[Collected data entries]
===============

Issue #1243, opened 2015-07-05
Calculator does not support multiplication symbol


Asherehsa:
The calculator solves 3 * 3 (three asterisk three) and 3 x 3 (three ex three) but not when you use the proper multiplication symbol 3 × 3

RomainLG:
Dammit, I've been trying but I'm not sure you can use the plaintext symbol, maybe I should use it's encoding numbers 

https://en.wikipedia.org/wiki/Multiplication_sign#In_computer_software

Anyway, who types it that way into their browsers?! ^^'

Sloff:
Hi @mintsoft, I think this issue can be closed as it was resolved in #1264

mintsoft:
@Sloff It was indeed; thanks for reminded me

PR #1262, opened 2015-07-09
support of multiplication unicode

RomainLG:
Sorry for the lack of description it's #1243 fix

Will need to add support to the minus unicode if we go that way.

But the whole thing is unnecessary IMO

### DIFF
--- a/lib/DDG/Goodie/Calculator.pm
+++ b/lib/DDG/Goodie/Calculator.pm
@@ -24,29 +24,30 @@ triggers query_nowhitespace => qr<
         ^
        ( what is | calculate | solve | math )?
 
-        [\( \) x X * % + / \^ \$ -]*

===============

_Work order_
Would you please return all lines of the data that include the word "symbol"?

_Written answer_
Calculator does not support multiplication symbol
The calculator solves 3 * 3 (three asterisk three) and 3 x 3 (three ex three) but not when you use the proper multiplication symbol 3 × 3
Dammit, I've been trying but I'm not sure you can use the plaintext symbol, maybe I should use it's encoding numbers 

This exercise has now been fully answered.